NASA considering sending a fleet of spacecraft to Venus

Thursday, March 19, 2009

Venus doesn't look like this yet.

Do it do it do it!

Two high-altitude balloons built to hover in sulphuric acid clouds could be part of a future fleet of spacecraft sent to Venus, a NASA advisory team says.

The multi-billion-dollar mission concept – which is being considered for launch in the next fifteen years – could help reveal more about Venus's runaway greenhouse effect, any oceans it may once have had, and possible ongoing volcanic activity.

It could be the next flagship mission sent to a planet, after a planned mission to Jupiter and its moons set for launch in 2020.

The Venus mission would cost some $3 billion to 4 billion and would launch between 2020 and 2025, according to NASA, which in 2008 tasked a group of scientists and engineers to formulate goals for the mission.

Venus is a severely overlooked destination, and needs to be studied in further detail for a number of reasons:

1) its similarity to Earth,

2) the cloudtops might harbour some sort of microbial life for all we know,

3) humans could settle the cloudtops as well.

And of course, in the very far future we may be able to change the entire climate of the planet as well.


As always though, I have issue with the temperature of Venus always being reported in a slightly misleading way.

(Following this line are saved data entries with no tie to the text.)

PR #1068, opened 2026-08-03
Document the domain.registration_notice webhook event

juankuquintana:
Belongs to https://github.com/dnsimple/dnsimple-business/issues/2863

Documents the new `domain.registration_notice` webhook event added in dnsimple/dnsimple-app#36353. The event fires when a registry sends an informational notice about a domain that requires action by the account; the initial notice families are the .DE holder-verification pair (`de_holder_verification_notice`, `de_holder_verification_suspension`).

## :mag: QA

- https://editor.swagger.io/ displays the new event schema correctly

## :clipboard: Deployment Pre/Post tasks

- [x] PRE: dnsimple/dnsimple-app#36353 and dnsimple/dnsimple-app#36356 are released

## :shipit: Deployment Verification

- [x] QAd


fixtures/v2/webhooks/domain.registration_notice/example.http
```diff
@@ -0,0 +1,9 @@
+POST / HTTP/1.1
+host: example.com
+accept-encoding: gzip
+content-type: application/json
+user-agent: DNSimple-Webhook-Notifier/8fd98a84516b72d5b863b27f93fcbaef61f06c03
+content-length: 907
```
dallasread: The body is 886 bytes, not 907. The sibling fixtures are all byte-accurate (`domain.register` 662/662, `domain.delete` 667/667), and integrators replay these files against real HTTP parsers, where a long `content-length` hangs the read.

```suggestion
content-length: 886
```

content/v2/openapi.yml
```diff
@@ -4837,6 +4837,28 @@ components:
...
+        domain:
+          $ref: '#/components/schemas/Domain'
+        registration_notice:
+          type: object
+          required: [type, message]
+          properties:
+            type:
+              type: string
+              description: |
+                Notice family. Values currently emitted:
```
dallasread: Should we mention that this list is subject to change?

```suggestion
                Notice family. New values may be added at any time; treat an unknown value as informational and fall back to displaying `message` verbatim. Values currently emitted:
```

dallasread (approved):

content/v2/openapi.yml
stephanoodle: Yes

PR #1076, opened 2026-09-01
Document the registrant verification notice types

juankuquintana:
Belongs to https://github.com/dnsimple/dnsimple-business/issues/2934.

Documents the notice families DNSimple is adding to the `domain.registration_notice` webhook event, alongside the .DE holder-verification pair that shipped in #1068. The payload shape is unchanged; only the `type` values grow, which is what the schema said integrators should expect.

- `se_registrant_verification_notice` — the .SE registry requires the registrant data to be verified by a deadline (dnsimple/dnsimple-app#36716).
- `icann_email_verification_notice`, `icann_email_verification_suspension`, `icann_email_verification_reactivation` — the ICANN registrant email verification workflow that covers every gTLD, from the notice that precedes suspension through the reactivation once the registrant verifies (dnsimple/dnsimple-app#36717).


dallasread (approved):
Thanks!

Take a look at this:

The landers, which would only last a few hours in the intense heat, could look for evidence of minerals formed by water. Since such hydrated minerals have a limited lifetime, they could help reveal how long Venus's oceans might have lasted, a question that could shed light on whether life might have arisen on the planet.

The first link there leads to the following information:

The surface of Venus broils at a temperature of about 450 °C - hot enough to melt lead. Several probes in the Soviet Venera and Vega series, as well as a NASA Pioneer Venus probe, landed on Venus and returned data from the surface in the 1970s and early 1980s. But they all expired in less than 2 hours because of the tremendous heat.

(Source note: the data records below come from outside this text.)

PR #5833, opened 2021-12-21
Re-throw exception from CrashScreen on Android.

will-ca:
As discussed in https://github.com/yairm210/Unciv/pull/5804#issuecomment-998672736.

Decided to keep the graceful exit when not on Android, so exit cleanup can still be run.

### DIFF
--- a/core/src/com/unciv/CrashScreen.kt
+++ b/core/src/com/unciv/CrashScreen.kt
@@ -1,11 +1,15 @@
 package com.unciv
 
+import com.badlogic.gdx.Application
 import com.badlogic.gdx.Gdx
 import com.badlogic.gdx.graphics.Color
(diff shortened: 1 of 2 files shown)


yairm210:
Already done
But I'm still getting very few reports, I think I'll throw the exception in a separate thread, we'll see if that helps

will-ca:
@yairm210 See the comment I left on the `3.18.11-patch1` commit.

Just throwing the exception makes it get caught again by `CrashHandlingStage`. This PR overrides that behaviour by making `CrashScreen` use the normal `Stage` instead.

Throwing in a separate thread would just kill that thread, I think. Not sure if it would result in Google Play report. But it wouldn't close the main Unciv thread/app.

yairm210:
That's the point, I don't *want* to kill the main app, just report it, so a separate thread does the job just fine :)

Issue #5835, opened 2021-12-21
More natural biome borders. (Terrain height in feature draw order?)


will-ca:
I'm not suggesting we add edge-smoothing, texture splatting, or anything so radical to the Unciv core.

But a lot is already *almost* possible with the existing systems.

Proof of concept. Smooth, blended biome edge version of 5Hex:

![image](https://user-images.githubusercontent.com/37680486/146852088-b65d1102-8a84-48bc-b69f-ab704eb0dad7.png)

Mask:

![image](https://user-images.githubusercontent.com/37680486/146852310-03ae4dff-c318-48dd-9d67-b79aec9cf7ae.png)

Proof of concept. Fractal biome edge version of 5Hex:

![image](https://user-images.githubusercontent.com/37680486/146852176-9e9f83e8-9247-4c0b-a6a0-a3e5c6870112.png)

Mask:

![image](https://user-images.githubusercontent.com/37680486/146852270-16c793bc-bd82-42f4-b83d-10b1ff5ac318.png)

These work by making the tile textures go slightly past the hexagon, so there's always an overlapping region where a gradual or fractal transition breaks up the hard edges.

The only problem is that doing it this way makes rivers and terrain features get covered up:

![image](https://user-images.githubusercontent.com/37680486/146852413-e6187634-5e4c-4ab2-a9c2-1247bd2fa910.png)

![image](https://user-images.githubusercontent.com/37680486/146852469-b698a4dc-1091-4daf-9eeb-c4ba2964e419.png)

**Possible solution: Take terrain height into account for ordering terrain features?**

(It would also be useful to have a ~10% margin off to the side of each hexagon texture, but that would pose bigger compatibility concerns.)

will-ca:
Alternate solution found within existing capabilities: Tileset can shift entire entire river image up to northwards of the covered/transition area.

AdityaMH:
And how to add this mask for tileset mods?

PR #3231, opened 2020-10-05
Pixel unit colors based on civilization colors

r3versi:
The idea is to have pixel unit sprites composed of 3 layers (it is not mandatory):
- the **first layer** is the base sprite we are used to: for example for Warrior ("TileSets/FantasyHex/Units/Warrior");
>Warrior
- the **second layer** is a white sprite (can have transparency for _pro_ shading) that will be colored with the nation **inner color** ("TileSets/FantasyHex/Units/Warrior-1");
> Warrior-1
- the **third layer** is just like the second, but it will be colored with the nation **outer color** ("TileSets/FantasyHex/Units/Warrior-2").
> Warrior-2

I implemented a generic method `getLayeredImageColored` that could be useful in the future to support image layers for different kind of entities.

The rules for naming layers are:
* A layer name must start with the same name as the base layer. I.e. `Warrior`, followed by a `-` and any number of digits.
* The layers are ordered alphabetically by their names. 

Here is an example of the effect obtained by using the following two detail layers for warriors:

warriors-shaded

PR #5837, opened 2021-12-21
Randomize textures from variants.

will-ca:
Pretend the letters are slightly different textures:

image

Adds `ImageGetter.getRandomImageVariant(baseFileName: String, seed: Int? = null): String`, which randomly chooses an image variant from all available, following the pattern: `{"baseName", "baseName-A", "baseName-B", …, "baseName-Z"}`.

Short-circuits quickly and should add only minimal overhead if there are no variants available.

Returned result is a new image path String, so it can further be used in other image-getting functions, like `getLayeredImageColored`. (Note the nation-coloured letters above.) (#3231 is also partly inspiration for this.)

Used in all invocations of `.getImage` in `TileGroup`, and only in `TileGroup`.

Hashcode of tile position `Vector2` is used as seed for terrain-y images to make sure the map doesn't change during gameplay.

Added a `var randomnessSeed: Int` to `MapUnit` that is set on construction and preserved on `.clone()` for the same purpose. Currently `@Transient`, deciding a visual effect isn't worth a save file field. I could see myself getting attached to a special Frigate and getting sad when it's changed on a save reload or something, though.

I actually skimmed through all 118 invocations of `.getImage()`, and `TileGroup` was really the only place where it made sense to use random variants. It's just as well to have such a clearly defined scope.

Test files in above screenshot are available as example mod: https://github.com/will-ca/Unciv-Tileset-Variants-Example. If you fork it and tag the fork, I'll delete my repo to keep all the examples consolidated.

---

Why? Abstract reasons: Perfectly repeating patterns are very unnatural and jarring in textures. Randomly mixing just two or three variants is often enough to break up large-scale patterns a lot. Likewise clones don't exist, so slightly different units are always a really cool touch IMO.

Direct reason/Example: I was experimenting with breaking up coastlines/biomes with fractal and blended boundaries (#5835). Some results looked fairly natural. But repeating textures and patterns are still a big immersion breaker— What are the odds of there being fifty of the exact same, very distinctive mountain?

FantasyHex does a really good job hiding the repetition where possible and working it into the visual style otherwise. That gets harder with more realistic tilesets. I notice a lot more repetition with 5Hex. Contemplated CGI-generating a "photorealistic" tileset— Repetition would be a nightmare unless variants are possible.

### DIFF
--- a/core/src/com/unciv/logic/map/MapUnit.kt
+++ b/core/src/com/unciv/logic/map/MapUnit.kt
@@ -23,6 +23,7 @@ import com.unciv.models.ruleset.unit.UnitType
 import com.unciv.ui.utils.toPercent
 import java.text.DecimalFormat
 import kotlin.math.pow
+import kotlin.random.Random
 
 /**
  * The immutable properties and mutable game state of an individual unit present on the map
@@ -116,6 +117,11 @@ class MapUnit {
     @Transient
     var hasUniqueToBuildImprovements = false    // not canBuildImprovements to avoid confusion
 
+    @Transient
+    /** Random integer for internal use. Shouldn't change. Not guaranteed to be unique. */
+    var randomnessSeed = Random.nextInt()
+        private set
+
     /** civName owning the unit */
     lateinit var owner: String
 
@@ -176,6 +182,7 @@ class MapUnit {
         toReturn.baseUnit = baseUnit
         toReturn.name = name
         toReturn.civInfo = civInfo
+        toReturn.randomnessSeed = randomnessSeed
         toReturn.owner = owner
         toReturn.originalOwner = originalOwner
         toReturn.instanceName = instanceName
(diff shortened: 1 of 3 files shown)


ravignir:
It does not solve the issue for 5Hex without introducing new problems, that is forest/jungle tiles. When these tiles are improved, some trees stay on the same position (for example, compare lumber mill tiles with forest tiles, the trees would be misplaced if the game were to choose completely random texture from the available list).

will-ca:
…So, there's an `Ancient ruins.png` and an `Ancient ruins2.png`, both of which get used… Which means that somewhere, in some way, some kind of functionality something like this is already in the game…

https://github.com/yairm210/Unciv/commit/4fd869dbeee22d6e2f195e0b77183f3c62c39d76

https://github.com/yairm210/Unciv/commit/0c06237570f6f04abd454e94b0bb86ce5431ee7e

I did search both the code and wiki for keywords… Evidently not thoroughly enough.

Well, compare and contrast, I guess. The code looks basically the same, just moved and used in more places. …IMO Letters would be a clearer convention since unit colours already use numbers, and I guess only one texture would have to be renamed…

will-ca:
@ravignir This PR doesn't change how images are retrieved for improvements, though. It just adds more places where different variants can be provided by the tileset.

yairm210:
We already have this - see TileGroup:254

Now, two NASA researchers have designed a refrigeration system that might be able to keep a robotic rover going for as long as 50 Earth days. The work was carried out by Geoffrey Landis and Kenneth Mellott of NASA's Glenn Research Center in Cleveland, Ohio, US.

The problem with that is that the surface temperature is not 450 °C, but 380 ~ 450 °C depending on altitude. It might seem like splitting hairs considering how both 380 °C and 450 °C are searingly hot, but when considering the life of a surface mission this can make quite a difference. Surface pressure is also much lower at higher altitudes on the surface.

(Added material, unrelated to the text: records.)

PR #5842, opened 2021-12-24
Added score and time victory

xlenstra:
This PR implements the last missing victory type, time victory.
When enabled, the game will always end after a predetermined amount of turns, which can be chosen at the start of the game.
The winner is determined by whoever has the highest score, which can now also be found in multiple places.

<details> <summary> Pictures </summary>

Game Options with time victory enabled:
image

Game Options with time victory disabled:
image

Max turn options:
image

Rankings screen:
image

Diplomacy table:
image

Victory Screen after winning:
image

</details>

### DIFF
--- a/android/assets/jsons/translations/template.properties
+++ b/android/assets/jsons/translations/template.properties
@@ -308,6 +308,7 @@ Game Options =
 Civilizations = 
 Map Type = 
 Map file = 
+Max Turns = 
 Could not load map! = 
 Invalid map: Area ([area]) does not match saved dimensions ([dimensions]). = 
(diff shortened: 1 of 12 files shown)


SomeTroglodyte:
Did you consider/compare making the max turns a slider, matching city state count? The widget supports mapping discrete values to display strings, which could be used to do a progression - or look under the hood to the Gdx original which I seem to remember also allowed clamping to an array of values or somesuch. I think minimap size is/was done the first way.

Of course, this positively begs for a score breakdown display, but I expect you're planning on one anyway.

In any case, this is welcome news. Don't forget that in cosmic terms Venus is just around the corner, so even though the missions won't launch until after 2020 they'll arrive just a few months after they lift off. Compare that to a probe like New Horizons, which launched in 2006 and won't arrive until 2015.

4 comments:

Anonymous said...

The problem with that is that the surface temperature is not 450 °C, but 380 ~ 450 °C depending on altitude.

Well, 375-525°C, more accurately.

I did bring this up in the actual presentation version of the paper you mention-- here, for example, is the link to an overview talk on Venus exploration that I gave at MIT, and I on slide three (slide four in the file, since they added the abstract, I think) I mention the temperature at the top of Maxwell Montes.

It was one of the first things I looked at, but for the case of exploration technology, it turns out to be a distinction that makes little difference. Silicon-based microelectronics won't work at 380°C either, and although it would take the heat a little longer to diffuse into the electronics box, the difference lifetime is not enough to make a significant difference in mission design. 380°C is still hotter than your oven when it's in the broil cycle, and to the electronics, it's still too hot.

Me said...

Hi, and thanks for the clarification. What of the difference in atmospheric pressure when it comes to mission design? There seems to be much more variation there (90 bars at "sea" level vs. 50 bars or so for 10 km up) compared to the difference in temperature.

Anonymous said...

Different people have proposed different approaches to dealing with the pressure. (My proposal was to pressurize the interior with a halocarbon so that the net differential was zero). Overall, pressure is not as bad a problem as the temperature, but there's one big footnote to that-- the heat transfer into the probe from the surrounding atmosphere is likely to have a component that's going to increase with the atmospheric pressure, so the pressure does make the thermal problem worse.

Geoffrey A. Landis said...

Different people have proposed different approaches to dealing with the pressure. (My proposal was to pressurize the interior with a halocarbon so that the net differential was zero). Overall, pressure is not as bad a problem as the temperature, but there's one big footnote to that-- the heat transfer into the probe from the surrounding atmosphere is likely to have a component that's going to increase with the atmospheric pressure, so the pressure does make the thermal problem worse.